(WHAT IS NEEDED)
From the data that follows, print exactly the lines starting at the one containing "nmerget: Fixed in bd09fdd5c96f." and ending at the one containing "- left sub-navigation"; include both of them and nothing more.

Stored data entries
PR #8040, opened 2026-09-08
fix(DBControlPanel): open drilldown with a transition instead of a clip-path

nmerget:
## Proposed changes

Reworks the control panel navigation drilldown so it reveals via absolute positioning and a transition instead of a `clip-path`. This lets the menu animate open correctly. Related control-panel and navigation-item styles were adjusted to support the new positioning (e.g. `position: relative` on the scroll container, and wrapping indicators in the `navigation-indicator` mixin).

**What changed and why:**
- `control-panel-navigation-item-group-menu-drilldown.scss` — drilldown now uses `position: absolute; inset: 0; overflow: hidden auto` on the base selector instead of `fixed`/`clip-path`-driven insets per breakpoint.
- `_control-panel-desktop.scss` — added `position: relative` to the scroll container and wrapped indicators in the `navigation-indicator` mixin.
- Supporting tweaks in `control-panel-mobile.scss`, `control-panel-navigation.scss`, `shell-sub-navigation.scss`, and `_navigation-item.scss`.

No public API change — this is a styling bug fix, so a `patch` changeset is included for all component packages.

resolves # (issue number)

### Code Quality

### Validation

### General

🔭🐙🐈 Test this branch here: <https://design-system.deutschebahn.com/core-web/review/fix-drilldown-transition>


mfranzke:
@codex review

packages/components/src/components/shell-sub-navigation/shell-sub-navigation.scss
```diff
@@ -86,7 +87,7 @@
 
 			/* jscpd:ignore-end */
 
-			.db-control-panel-navigation {
+			*:not(.db-shell-sub-navigation-button) {
```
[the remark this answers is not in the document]
nmerget: Good catch. Fixed in 727b9159f10e — the collapsed hide rule now targets `.db-control-panel-navigation, > :not(.db-shell-sub-navigation-button)` instead of the bare descendant `*:not(...)`, so it hides the navigation subtree and non-toggle direct children while leaving the toggle container's inner `.db-button` visible.

packages/components/src/styles/internal/_navigation-item.scss
```diff
@@ -85,10 +92,13 @@
 %navigation-item {
 	@extend %db-overwrite-font-size-md;
 
-	position: relative;
 	display: flex;
 	block-size: fit-content;
 
+	@include navigation-indicator {
+		position: relative;
+	}
```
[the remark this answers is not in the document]
nmerget: Fixed in 727b9159f10e. Restored a positioning context by adding `position: relative` to `.db-control-panel-navigation-item` so its absolutely positioned `.db-control-panel-navigation-item-end-slot-container` resolves against the item again. It is added on the item only — item groups are intentionally left unpositioned so the drilldown overlay still anchors to the control-panel scroll container rather than the group.

packages/components/src/components/control-panel-navigation-item-group/control-panel-navigation-item-group-menu-drilldown.scss
```diff
@@ -6,14 +6,13 @@
...
-$drilldown-inset: calc(
-	#{variables.$db-sizing-md} + #{variables.$db-spacing-fixed-sm} * 2
-);
-
 %db-control-panel-navigation-item-group-menu-drilldown {
 	@extend %db-control-panel-navigation-item-group-menu-non-tree;
 
+	overflow: hidden auto;
+	position: absolute;
+	inset: 0;
```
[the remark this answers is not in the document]
nmerget: Not applicable here. `DBControlPanelNavigation` is a sub-component that is always rendered inside a `ControlPanel` wrapper (the desktop `.db-control-panel-desktop-scroll-container` or the mobile `.db-control-panel-mobile-drawer-scroll-container`), and both of those already establish `position: relative` as the overlay bounds. There is no supported standalone usage where the drilldown menu would resolve against the initial containing block, so no component-local fallback is needed.

packages/components/src/styles/internal/_navigation-item.scss
```diff
@@ -71,7 +78,7 @@
 	text-align: start;
 	align-items: center; // Centering the content vertically and horizontally
 	min-block-size: variables.$db-sizing-md;
-	gap: variables.$db-spacing-fixed-sm;
+	gap: variables.$db-spacing-fixed-xs;
```
michaelmkraus, line 81: This gap change applies to every control panel navigation item and expand button in all variants, not just the drilldown. None of the three changesets mentions it — consumers get a layout shift without a changelog entry.

packages/components/src/styles/internal/_navigation-item.scss
```diff
@@ -16,6 +16,13 @@
 	}
 }
 
+@mixin navigation-indicator {
+	> a,
+	> .db-control-panel-navigation-item-group-expand-button {
+		@content;
+	}
+}
```
michaelmkraus, line 24: Moving the indicator to `> a / > .db-control-panel-navigation-item-group-expand-button` orphans the overrides in `control-panel-navigation-item-group.scss` (lines 62–66): `--indicator-vertical-block-size` and `--indicator-vertical-inset-block-start` are declared on `.db-control-panel-navigation-item-group::after`, and custom properties on a pseudo-element are not inherited by a child's pseudo-element. Before, `direct-navigation-items` resolved to the same element, so they applied. The new behaviour is probably more correct, but those two declarations plus the "avoid issues with tree navigation" comment are now dead.

packages/components/src/components/control-panel-navigation-item-group/control-panel-navigation-item-group-menu-drilldown.scss
michaelmkraus, line 14: The nearest positioned ancestor here is a scroll container (`.db-control-panel-desktop-scroll-container`, `.db-control-panel-mobile-drawer-scroll-container`), so `inset: 0` resolves against its padding box and the overlay scrolls with the content. With a navigation long enough to scroll, opening a group after scrolling places the overlay `scrollTop` px too high and leaves a gap at the bottom. The old `position: fixed` was viewport-anchored. Can the overlay anchor to a non-scrolling wrapper instead?

packages/components/src/components/control-panel-navigation/control-panel-navigation.lite.tsx
```diff
@@ -704,6 +712,17 @@ export default function DBControlPanelNavigation(
...
+				// Also observe the nav root. Its box reflows across the
+				// mobile/desktop breakpoint while menuRef may not, so this
+				// guarantees the variant (popover vs drilldown) is recomputed
+				// on viewport changes instead of sticking to the previous one.
+				if (!state._rootResizeObserverCallbackId) {
+					state._rootResizeObserverCallbackId =
+						new ResizeObserverListener().observe(_ref, () => {
+							state._update();
+						});
+				}
```
michaelmkraus: `menuRef` and `_ref` resize together, so `_update()` now runs twice per resize tick. Either observe only the root or share one callback.

michaelmkraus:
`resolves # (issue number)` is still a placeholder, no issue is linked

mfranzke:
@codex review

packages/components/src/styles/internal/_navigation-item.scss
nmerget: Good catch, fixed in f526226746f5. The two overrides (`--indicator-vertical-block-size` and `--indicator-vertical-inset-block-start`) plus the "avoid issues with tree navigation" comment are now declared inside the `navigation-indicator` mixin scope (`> a` / `> .db-control-panel-navigation-item-group-expand-button`) instead of on `.db-control-panel-navigation-item-group::after`, so they land on the same element that now carries the indicator `::after` and are read again.

packages/components/src/components/control-panel-navigation/control-panel-navigation.lite.tsx
nmerget: Fixed in f526226746f5. Consolidated to a single ResizeObserver on the root (`_ref`). The `menuRef` observer is removed since `menuRef` and `_ref` resize together and both callbacks only called `state._update()`, so `_update()` no longer runs twice per resize tick. The root is kept as the sole target because its box reflows across the mobile/desktop breakpoint (menuRef may not), so it still covers the window-resize case. The now-unused `_rootResizeObserverCallbackId` state field was dropped too.

packages/components/src/components/control-panel-navigation-item-group/control-panel-navigation-item-group-menu-drilldown.scss
nmerget: This is already handled by the overflow removal in `%drilldown-navigation`: when a group is expanded the scroll owner gets `overflow: hidden`, which removes its scroll range and collapses any existing scroll offset back to the top, so the `inset: 0` overlay realigns with the top of the viewport. No extra anchoring is needed.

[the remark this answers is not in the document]
nmerget: Same as the thread above: the `overflow: hidden` applied while a drilldown level is open removes the scroll range and resets the offset to the top, so the overlay is no longer shifted up by a pre-existing `scrollTop`.

packages/components/src/styles/internal/_navigation-item.scss
nmerget: Added a changelog entry for this in f526226746f5. The gap change is now documented in the consolidated `drilldown-transition.md` changeset ("reduce the navigation item and expand button gap to fix wrong icon spacing").

packages/components/src/components/control-panel-navigation-item-group/control-panel-navigation-item-group-menu-drilldown.scss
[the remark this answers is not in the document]
nmerget: Fixed in bd09fdd5c96f.

You were right that the previous `overflow: hidden` on `.db-control-panel-navigation` did not clear the ancestor scroll offset, because that element is not always the scroll owner. There are actually three different scroll owners depending on layout:

- desktop main panel -> `.db-control-panel-desktop-scroll-container`
- mobile drawer -> `.db-control-panel-mobile-drawer-scroll-container`
- left sub-navigation -> `.db-control-panel-navigation` itself (it carries `overflow: hidden auto; position: relative`)

The lock is now centralized in a `lock-scroll-while-drilldown-open` mixin and applied on each of those scroll owners (guarded by `:has(.db-control-panel-navigation[data-variant="drilldown"])`). Locking `overflow: hidden` on the actual scroll owner while a level is open removes its scroll range, collapses any existing `scrollTop` back to the top, and realigns the `inset: 0` overlay with the visible scrollport - so it is no longer shifted up by a pre-existing offset, even for a level that has no focusable link to trigger a browser scroll.

Verified live in the react-showcase (mobile drilldown scrolled to `scrollTop=259`, desktop-left, and the left sub-navigation at a short viewport): opening a group sets the owner's `overflow-y: hidden`, the overlay pins to the top with the back button visible, and only the overlay shows a scrollbar (no second stacked scrollbar).

packages/components/src/components/control-panel-navigation-item-group/control-panel-navigation-item-group.lite.tsx
```diff
@@ -441,6 +439,8 @@ export default function DBControlPanelNavigationItemGroup(
 					state.isSubNavigationExpanded
 				)}
 				class="db-control-panel-navigation-item-group-expand-button"
+				data-icon={props.icon}
+				data-show-icon={getBooleanAsString(props.showIcon, 'showIcon')}
```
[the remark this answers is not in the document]
nmerget: Addressed in bd09fdd5c96f.

The group does not need `icon-passing` at all, so there is no CSS-only rewrite required. Unlike `.db-control-panel-navigation-item`, which wraps a consumer-provided `<a>` and therefore needs the absolute icon + child padding that `icon-passing` provides, the group owns its expand-button markup entirely. `data-icon` on the button renders a leading glyph via the global `[data-icon]::before` rule, and the button is a flex row with `gap`, so the glyph sits before the text with correct spacing - no absolute positioning or self-padding needed. I removed the now-unused `icon-passing` import from the group stylesheet; the mixin itself is untouched and still used by the navigation item.

Since the component always emits `data-icon` on the button (the documented markup moved with it), the glyph is on the button the consumer clicks, so the "clicking the glyph does not toggle" concern does not apply to the current output.

packages/components/src/styles/internal/_navigation-item.scss
```diff
@@ -16,6 +16,75 @@
...
+			transition: transform
+				#{variables.$db-transition-duration-extra-slow}
+				#{variables.$db-transition-timing-emotional};
+		}
+	}
+
+	&:has(
+		.db-control-panel-navigation-item-group-expand-button[aria-expanded="true"]
+	) {
+		overflow: hidden;
```
michaelmkraus, line 40: `overflow: hidden` does not reset the scroll offset — the element stays a scroll container, only user scrolling is disabled. What clamps `scrollTop` is the content shrinking via `block-size: 0` (line 62), and that is delayed by `$db-transition-duration-extra-slow` (line 77). So for the full slide the old content height is still there, `scrollTop` is unchanged, and the `inset: 0` overlay sits `scrollTop` px above the visible area before snapping into place.

Please measure during the animation, not at the end state: set `scrollTop`, open a group,
read the overlay `boundingBox()` after ~200 ms.

packages/components/src/components/control-panel-navigation/control-panel-navigation.scss
```diff
@@ -10,40 +10,26 @@
 @use "../control-panel-navigation-item-group/control-panel-navigation-item-group-menu-drilldown";
 
 %drilldown-navigation {
```
michaelmkraus, line 12: The "lock intermediate drilldown menus" rule that lived here is gone and not reproduced in `lock-scroll-while-drilldown-open` — that mixin only sets `overflow: hidden` on the scroll owner and on `.db-control-panel-navigation`, never on `.db-control-panel-navigation-item-group-menu`.

Intermediate overlays therefore keep their own `overflow: hidden auto`. Opening level 3 from a scrolled level 2 reproduces the offset one level down, where the scroll-owner lock cannot reach because the containing block is the scrolled level-2 overlay.

packages/components/src/components/control-panel-navigation-item-group/control-panel-navigation-item-group-menu-drilldown.scss
```diff
@@ -61,7 +47,5 @@ $drilldown-inset: calc(
 		); // Remove the border from fixed menu
 
 		padding: variables.$db-spacing-fixed-sm;
```
michaelmkraus, line 49: The vertical desktop navigation uses `padding-inline: calc($db-spacing-fixed-sm + env(safe-area-inset-left))`, this overlay only `$db-spacing-fixed-sm`. On devices with safe-area insets the overlay content is horizontally offset from the level behind it during the slide.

(ANSWER TO THIS PROBLEM)
nmerget: Fixed in bd09fdd5c96f.

You were right that the previous `overflow: hidden` on `.db-control-panel-navigation` did not clear the ancestor scroll offset, because that element is not always the scroll owner. There are actually three different scroll owners depending on layout:

- desktop main panel -> `.db-control-panel-desktop-scroll-container`
- mobile drawer -> `.db-control-panel-mobile-drawer-scroll-container`
- left sub-navigation -> `.db-control-panel-navigation` itself (it carries `overflow: hidden auto; position: relative`)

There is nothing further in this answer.